Sorry to have to ask this here but I wasn't able to find anyone discussing actually how loud they get elsewhere.

Thanks.


----------



## TheToad888 (Dec 18, 2008)

Its not very loud at all. I don't think that any frog/toad croaking is a problem really.


----------



## Pipkin28 (Oct 6, 2007)

It is quite a nice background noise, but they can 'boop boop boop' anytime the mood takes them, day or night, and it will also depend on how many males you get. The more males you have, the bigger the chance of being serenaded! 
Then, of course, is the release call..... just as you're getting used to 'boop boop boop' one male will grab another and you get the trill of the release call, I don't really know how to describe it!
Like any noise, though, I think you do eventually get used to it and don't notice it so much. 

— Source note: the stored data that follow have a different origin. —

PR #541, opened 2026-07-02
feat(serving): multi-team / multi-role event tasks

lilseyi:
## What

One `eventTasks` row can now target **multiple teams and multiple roles** instead of a single team + single role, so tasks that many people each do for themselves no longer need duplicated rows.

## Model (confirmed semantics)

- `teamId` (single) → `teamIds` (array, **>= 1**). `roleId` (single, optional) → `roleIds` (array, may be **empty**).
- **`roleIds` NON-EMPTY ⇒ per-person completion.** Each person confirmed for **ANY** of `roleIds` sees the task in their "Mine" list and completes it individually (`eventTaskCompletions`, keyed by taskId+userId[+timeLabel] — unchanged).
- **`roleIds` EMPTY ⇒ team-level task ⇒ ONE shared completion** for the whole task (`sharedTaskCompletions`, one row per task — unchanged). Any confirmed member of **ANY** team in `teamIds` may toggle it. A team-level task spanning multiple teams is still **ONE** shared checkbox.

## Migration strategy (single-PR-safe)

- `teamIds` / `roleIds` added as **OPTIONAL** new fields; legacy `teamId` / `roleId` kept **optional-deprecated**.
- Two normalization helpers — `taskTeamIds(task)` = `task.teamIds ?? [task.teamId]`, `taskRoleIds(task)` = `task.roleIds ?? (task.roleId ? [task.roleId] : [])` — and **all reads route through them**, so behavior is correct whether or not a row has been migrated. New **writes** set only the array fields.
- Idempotent backfill `internalMutation` **`backfillTaskAssignmentArrays`** populates the arrays from the legacy columns (skips rows that already have `teamIds`).
- `// TODO(followup): drop legacy teamId/roleId after backfill runs in all envs` — dropping the legacy columns is an intentional fast-follow (Convex can't add a required field over existing data in one deploy).
- The now-unused `by_plan_team` index on `eventTasks` was dropped; `sortOrder` is now appended per **(plan, segment)** via `by_plan_segment` (a multi-team task no longer belongs to one team; the grid re-sorts by team→role for display and `reorderTasks` rewrites a plan-wide order anyway).

## Readiness-slot semantics

- **Per-person task**: slots = number of confirmed people across its `roleIds` (× the number of service times for "during"). `done` = valid completions from those people.
- **Team-level task**: **1** shared slot; `done` = 1 iff a shared completion row exists.
- **Per-team rollup** (`getPlanTaskReadiness.byTeam`, `getAllTeamsTasks`): a role belongs to exactly one team, so role tasks are **split by their owning team** → `sum(byTeam) == overall` for role tasks. A **team-level** task credits its single shared slot to **EACH** team it spans, so `sum(byTeam)` can exceed `overall` only for multi-team team-level tasks (documented in code).
- In **All-teams**, a multi-team task appears under **each** of its teams, showing only that team's roles/assignees; a team-level task shows under each team as one shared slot.

## Frontend

- **Leader grid**: Team and Role cells render multiple removable chips + a dashed "+ Add" pill (`ChipCell`). A task keeps ≥1 team. Team/Role pickers are now **multi-select** `AnchoredMenu`s (toggle, stay open, backdrop closes). Team is a normal `updateTask` edit — the old recreate-on-team-change path is gone. Removed the orphaned `PickerPill`.
- **Serving Tasks**: `SharedTask` carries `teamIds`/`teamNames`; all-teams `TeamTask` carries `roleNames[]`.

## Tests

Extended `apps/convex/__tests__/scheduling/eventTasks.test.ts`: a 2-role/2-team task in Mine for either role (per-person completion); a 2-team team-level task as one shared completion any teammate can toggle (and gated to teammates); readiness counts across mixed multi-team tasks; and the array backfill. Full Convex suite: **1938 passing**. Mobile `tsc --noEmit`: **0 errors**.

## Follow-up / notes

- Legacy `teamId`/`roleId` column drop is deferred (see TODO) and requires running `backfillTaskAssignmentArrays` in each env after deploy.
- `backfillTeamLevelSharedCompletions` was generalized to union confirmed members across all of a task's teams.


apps/convex/functions/scheduling/eventTasks.ts
```diff
@@ -293,7 +395,7 @@ export const updateTask = mutation({
     // team-wide completion. Team-level completion is single-source on
     // `sharedTaskCompletions`, so drop the stale role completions — otherwise the
     // converted task could still read as done from those rows.
-    if (args.clearRole && task.roleId) {
+    if (prevRoleIds.length > 0 && nextRoleIds.length === 0) {
```
lilseyi: **[Minor · CONFIRMED] Team-level→role conversion leaves a stale `sharedTaskCompletions` row → "done" state resurrects on convert-back.**

This cleanup fires only for the role→team-level direction (`prevRoleIds > 0 && nextRoleIds == 0`), deleting the per-user `eventTaskCompletions`. The reverse (team-level→role) has no symmetric cleanup, so a `sharedTaskCompletions` row left over from when the task was team-level is never removed.

Repro (all reachable from the grid UI): team-level task marked done (shared row exists) → add a role (now a role task; shared row ignored by role-task readers, looks fine) → remove that role again (back to team-level). `getSharedTeamTasks` / `getPlanTaskReadiness` read `sharedByTask`, so the task shows **done** from the resurrected row even though nobody re-checked it.

Fix: when `nextRoleIds.length > 0 && prevRoleIds.length === 0` (converting to a role task), also delete any `sharedTaskCompletions` rows for the task — mirror the existing block.

apps/convex/functions/scheduling/eventTasks.ts
```diff
@@ -278,8 +336,52 @@ export const updateTask = mutation({
...
+      const kept: Id<"teamRoles">[] = [];
+      for (const roleId of prevRoleIds) {
+        const role = await ctx.db.get(roleId);
+        if (role && teamIdSet.has(role.teamId as string)) kept.push(roleId);
+      }
+      if (kept.length !== prevRoleIds.length) {
+        nextRoleIds = kept;
+        patch.roleIds = kept;
+      }
+    }
```
lilseyi, line 383: **[Low · CONFIRMED] Dropping a role (task stays a role task) orphans that role's per-user completions.**

When `teamIds` change and a role is dropped here (or when `roleIds` is set to a smaller non-empty set above), the corresponding `eventTaskCompletions` rows for people who were confirmed *only* for the removed role are left in place. Readiness/serving reads filter completions to currently-expected assignees, so this is harmless for counts today — but the rows linger, and if the same role is re-added later they resurrect as "done" without anyone re-checking. Same resurrection class as the team-level→role case above. Consider deleting completions for removed roles too (or documenting the intentional keep).

apps/convex/functions/scheduling/eventTasks.ts
```diff
@@ -519,44 +653,48 @@ export const getPlanTaskReadiness = query({
...
+        done = Math.min(countValid(expectedUserIds), total);
+
+        overall.total += total;
+        overall.done += done;
+        bySegment[task.segment].total += total;
+        bySegment[task.segment].done += done;
+
+        // Per-team split: a role belongs to exactly one team, so partition the
+        // expected assignees by team. This keeps sum(byTeam) == overall for
+        // role tasks even when the task spans multiple teams/roles.
```
lilseyi, line 731: **[Nit · CONFIRMED] Documented invariant `sum(byTeam) == overall for role tasks` can break for a cross-team person.**

If one user is confirmed for two roles on two *different* teams, and both roles are on the same multi-team/multi-role task, `overall` counts them once (deduped `expectedUserIds`) while the per-team split credits each team → `sum(byTeam.done/total)` exceeds `overall`. Not user-visible (the UI renders each team tile separately and never sums; each tile is still `Math.min`-clamped to ≤100%), so no crash/NaN — but the comment's "keeps sum(byTeam) == overall" claim is inaccurate for that (uncommon) shape. Worth a one-line caveat so a future reader doesn't rely on the invariant.

lilseyi (commented):
🤖 Subagent review (codex unavailable) — data-model migration + completion-semantics rewrite. Reviewed backend (`eventTasks.ts`, `events.ts`, `schema.ts`), tests, and the four frontend files. Overall this is careful, well-documented work; the migration-independence design (all reads via `taskTeamIds()`/`taskRoleIds()`) is sound. **Verdict: approve with minor follow-ups — non-blocking.** Findings, most-severe first:

### Minor (fix soon, not blocking)

1. **CONFIRMED — Plan deletion does not cascade `sharedTaskCompletions`.** `events.ts` `deleteEvent` cascade (`~L397–430`) deletes `eventTasks`, `eventTaskCompletions`, `personalServingTasks`, etc. but **not** `sharedTaskCompletions` (nor `howToDocChecks`). Deleting a plan orphans every team-level shared-completion row for its tasks. Functionally harmless (reads are planId/taskId-scoped and the task is gone) but it's a real row leak, and cascade-completeness is in scope for this rewrite. This appears to predate #541 (the file's `deleteEvent` isn't in this diff) but should be fixed here or tracked. *(non-diff line → summary only)*

2. **CONFIRMED — team-level→role conversion leaves a stale `sharedTaskCompletions` row → "done" resurrects on convert-back.** `updateTask` `eventTasks.ts:398` cleans up only the role→team-level direction. Inline comment with repro at `L398`.

### Low / Nit

3. **CONFIRMED — Dropping a role (task stays a role task) orphans that role's `eventTaskCompletions`.** Harmless for current counts (readers filter to expected assignees) but resurrects if the role is re-added. Inline at `L383`.

4. **Nit CONFIRMED — Readiness invariant `sum(byTeam) == overall for role tasks` breaks for a user confirmed on two targeted teams of one multi-team/multi-role task** (double-counted per team, single overall). Not user-visible (UI shows per-team tiles, never sums; each `Math.min`-clamped, no NaN — consumer `pct()` guards div-by-zero). Doc caveat only. Inline at `L681`.

### Verified clean (traced, no issue)

- **Helper coverage:** every task team/role read routes through `taskTeamIds()`/`taskRoleIds()`; the only direct legacy reads are the backfill and `duplicateEvent` (which normalizes via helpers). `roleAssignments.teamId/roleId` accesses are on assignment docs, not tasks — correct. Helpers avoid `[undefined]` and treat missing arrays + empty legacy `roleId` as truly empty (team-level).
- **Completion gates:** `toggleTaskCompletion` rejects team-level tasks; `toggleSharedTeamTask` rejects role tasks, gates on `confirmed.some(a => taskTeamIds.includes(a.teamId))`, and keeps ONE shared row per taskId via `.unique()` (only ever inserts when none exists — no `.unique()` throw risk). Any member of any targeted team can toggle the single shared checkbox. ✔ matches spec.
- **`getMyServingTasks`:** per-person tasks appear when confirmed roles intersect `roleIds`; team-level excluded; multi-role appears once (no dup); `timeLabel`/no-configured-times handling preserved.
- **`getSharedTeamTasks`:** team-level shown to members of ANY targeted team, exactly once even if the user is on multiple targeted teams.
- **`getAllTeamsTasks`/`getCrewTasks`:** multi-team task appears under each team; multi-role grouped by owning team/role; per-team role partition is complete (roles ⊆ teams enforced at write).
- **`updateTask` role→team-level:** correctly deletes stale `eventTaskCompletions` (incl. removing the last role via the grid). Team validation requires ≥1 team on create and update.
- **`backfillTaskAssignmentArrays`:** idempotent (skips rows with `teamIds` set), no `[undefined]`, `roleId` null → `[]` (team-level). Safe to re-run.
- **Migration safety:** correctness does not depend on the backfill; unmigrated legacy rows behave identically via the fallbacks.
- **Schema:** `teamId`/`roleId` made optional (won't reject existing docs); new arrays optional. Dropped `by_plan_team` index was on `eventTasks` only — the sole remaining `by_plan_team` usage (`deletion.test.ts`) targets `neededRoles`, which still has it. `nextTaskSortOrder` uses the retained `by_plan_segment`. ✔
- **`duplicateEvent`:** copies via helpers → new rows array-only. Readiness UI (`ReadinessHeader`, `pct = t>0 ? d/t : 0`) guards div-by-zero; per-team tiles shown separately so the documented `sum(byTeam) > overall` never surfaces as a >100% bar.
- **Frontend:** `AnchoredMenu` multi-select (`selectedSet`, toggle stays open, backdrop closes) is correct. `ChipCell` uses static `StyleSheet` array styles on `Pressable` (no RN-Web function-style pitfall; no NativeWind), layout on inner `View`. Team/role pickers read the **live** task via `tasks.find(...)`, so checkmarks track each toggle; IIFE render bodies contain no hooks → no hooks-order issues. Team keeps ≥1 (remove of last team disabled); removing the last role → team-level (backend cleans completions). No leftover `PickerPill`/`clearRole`/`.teamId`/`.roleId` task refs.
- **Codegen (non-issue):** `_generated/api.d.ts` references each module by `typeof import(...)`, so the new internal `backfillTaskAssignmentArrays` export is type-available without a per-function regen — no `convex typecheck` break in CI.

### Notes
- `--no-verify` push / hooks-bypass claim: I could not confirm this from history; if hooks were skipped locally, CI must re-run typecheck + the full Convex suite (author reports 1938 passing / 0 tsc errors).
- Tests cover the happy paths + backfill but **not** findings 1–2 (cascade of `sharedTaskCompletions`; team-level↔role conversion round-trip). Adding those would prevent regressions.

PR #542, opened 2026-07-02
fix(channels): cross-team inbox name/badge, tab header identity, edit-roles prefill

lilseyi:
Three display bugs on `cross_team` chat channels. Mobile-only (3 files); no backend change required.

## Bug 1 — Serving inbox shows slug-style name + "Team" badge
**Root cause:** `GroupedInboxItem.getServingChannelLabel` returned a constructed `#team-cross-team` slug for cross-team channels instead of their real name, and the single-channel row always badged `group.groupTypeName` ("Team").
**Fix:** Prefer `channel.name` (slug is fallback only); badge "Cross-team" when `primaryChannel.channelType === "cross_team"`. Keyed on `channelType`, not the `isShared` heuristic (same-campus cross-team channels have `isShared=false`).

## Bug 2 — Tab header shows the GROUP identity on a cross_team tab
**Root cause:** `ConvexChatRoomScreen` header always sourced `displayName`/`displayType`/`memberCount` from the group, even when a cross-team tab was active.
**Fix:** Derive the active channel from `effectiveGroupChannels`; when it's `cross_team`, override the three `ChatHeader` props with the channel's own name / "Cross-team" / channel member count. Every other tab is unchanged. Plain const derivation placed with the other derived values (no hooks-order change).

## Bug 3 — "Edit synced roles" opens EMPTY instead of pre-checked
**Root cause:** The prefill was a one-shot copy taken at button-tap from the async, **group-scoped** `listCrossTeamChannels` query. It seeded to `[]` if that query hadn't resolved, or if the channel's home group differed from the viewing group (a shared channel opened from a linked group).
**Fix (A, reactive):** Button just opens the modal; a `useEffect` re-seeds the picker draft whenever the modal opens or the saved selectors resolve/change.
**Fix (B, durable):** Source saved selectors BY CHANNEL ID off `getChannelBySlug`'s raw `crossTeamSync.selectors` (the channel doc is spread with no `returns` validator, so the field is already surfaced — no backend change). This removes the dependency on the viewing group matching the channel's home group. The now-unused group-scoped query and its imports are removed.

## Verification
- `packages/shared` built, then `apps/mobile` `tsc --noEmit`: the three touched files are clean apart from the pre-existing repo-wide `@togather/shared` module-resolution baseline (present on `main`). No new errors introduced. All other tsc errors are in untouched files.
- **Not visually verified** — I cannot drive the simulator.

### DIFF
--- a/apps/mobile/features/chat/components/ChannelInfoScreen.tsx
+++ b/apps/mobile/features/chat/components/ChannelInfoScreen.tsx
@@ -20,7 +20,7 @@
  *   - CHANNEL ACTIONS (Share invite link, Leave channel)
  *   - LEADER CONTROLS (Active state, Rename, Share with groups, Archive)
  */
-import React, { useCallback, useMemo, useState } from "react";
+import React, { useCallback, useEffect, useMemo, useState } from "react";
 import {
   View,
   Text,
@@ -48,9 +48,7 @@ import { CustomModal } from "@components/ui/Modal";
 import { AutoChannelSettings } from "@features/channels";
 import {
   CrossTeamSelectorPicker,
-  listCrossTeamChannelsRef,
   updateCrossTeamChannelRef,
-  type CrossTeamChannel,
   type CrossTeamSelector,
 } from "@features/scheduling";
 import { useAuth } from "@providers/AuthProvider";
@@ -208,16 +206,6 @@ export function ChannelInfoScreen({ groupId, channelSlug, channelId }: Props) {
       : "skip",
   );
 
-  // Cross-team channels: list the group's cross-team channels so we can find
-  // THIS channel's current selectors to prefill the edit picker. The backend
-  // has no per-channel getter, so we filter the group-scoped list.
-  const crossTeamChannels = useQuery(
-    listCrossTeamChannelsRef,
-    token && channel?._id && channel.channelType === "cross_team"
-      ? { token, groupId: groupId as Id<"groups"> }
-      : "skip",
-  ) as CrossTeamChannel[] | undefined;
-
   const updateCrossTeamChannel = useAuthenticatedMutation(
     updateCrossTeamChannelRef,
   );
@@ -307,11 +295,30 @@ export function ChannelInfoScreen({ groupId, channelSlug, channelId }: Props) {
   const isPco = channelType === "pco_services";
   const isCrossTeam = channelType === "cross_team";
 
-  // This channel's current cross-team config (selectors), if any.
-  const thisCrossTeamChannel = useMemo(
-    () => crossTeamChannels?.find((c) => c._id === channel?._id),
-    [crossTeamChannels, channel?._id],
+  // This channel's saved cross-team selectors, sourced BY CHANNEL ID from
+  // getChannelBySlug (the raw `crossTeamSync.selectors`). Reading it off the
+  // channel doc — rather than a group-scoped list — means the edit picker
+  // prefills correctly even for a shared channel opened from a linked group
+  // whose id differs from the channel's home group.
+  const savedCrossTeamSelectors = useMemo<CrossTeamSelector[]>(
+    () =>
+      (
+        (channel as { crossTeamSync?: { selectors?: CrossTeamSelector[] } } | undefined)
+          ?.crossTeamSync?.selectors ?? []
+      ).map((s) => ({
+        sourceTeamId: s.sourceTeamId,
+        ...(s.roleId ? { roleId: s.roleId } : {}),
+      })),
+    [channel],
   );
+
+  // Re-seed the picker draft whenever the edit modal opens or the saved
+  // selectors resolve/change. A one-shot copy at button-tap missed the case
+  // where the channel query hadn't resolved yet (draft stuck at []).
+  useEffect(() => {
+    if (!crossTeamEditVisible) return;
+    setCrossTeamDraft(savedCrossTeamSelectors);
+  }, [crossTeamEditVisible, savedCrossTeamSelectors]);
 
   const iconCfg = getChannelIconConfig(channelType, primaryColor);
   const channelDisplayName = channel?.name?.trim() || iconCfg.defaultName;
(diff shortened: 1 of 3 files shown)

They are great, though - get some!!!


----------



## madelene (Aug 24, 2006)

I think its a lovely sound, mine are set up in my bedroom, the calls are cute but not intrusive and i love listening to them


----------



## ditzychick (Aug 21, 2009)

I agree with the above statements. Even when mine are breeding you can barely hear them, they are in a large glass tank. When they were housed in a plastic tank tempoarily i heard them a little more but they certainly could not be considered noisy. A great little starter and very easy to breed, in fact if you dont want a contant supply of tadpoles make sure you gat same sex groups. :lol2:


----------



## knighty (Feb 27, 2008)

males will call but the sound is not loud of long enough to cause a problem. there is more chance of you being kept awake by a cricket to be honest

the more males you have the higher chance of there being calling especially if the come into a condition were they are inclined to breed.


----------



## haunted-havoc (Aug 6, 2009)

its like my smoke alarm, every now and then (like 30min) it beeps to let you know its working...stupid design i know it should be the other way round lol, but ive got used to it and i dont even notice it.

when i have friends round they always moan that it annoys them but after a few hours they dont notice it either


----------



## Pipkin28 (Oct 6, 2007)

haunted-havoc said:


> its like my smoke alarm, every now and then (like 30min) it beeps to let you know its working...stupid design i know it should be the other way round lol, but ive got used to it and i dont even notice it.
> 
> when i have friends round they always moan that it annoys them but after a few hours they dont notice it either


 
Have you checked the battery?? That doesn't sound right to me!! In fact I'd be inclined to rip it off the ceiling, chuck it in the bin and get a new one!!


----------



## joeyboy (Jul 19, 2008)

Pipkin28 said:


> Have you checked the battery?? That doesn't sound right to me!! In fact I'd be inclined to rip it off the ceiling, chuck it in the bin and get a new one!!


mine actually beeps every 30mins to an hr if it's low on batteries.:lol2:


----------



## sarahking20 (Apr 12, 2008)

our FBTs are fairly vocal!! some evenings they will bark for an hour straight!! you do get used to it tho, they are in our living room and are not even close to disruptively noisy, and mixed in with the RETFs, peacocks and darts, you get a feeling some days that your in a rainforest, especially when the crickets chirp up aswell!! :lol2: annoys the hell outa my mum when she's babysitting, but i love it :flrt:

EDIT: sorry for all the commas...


----------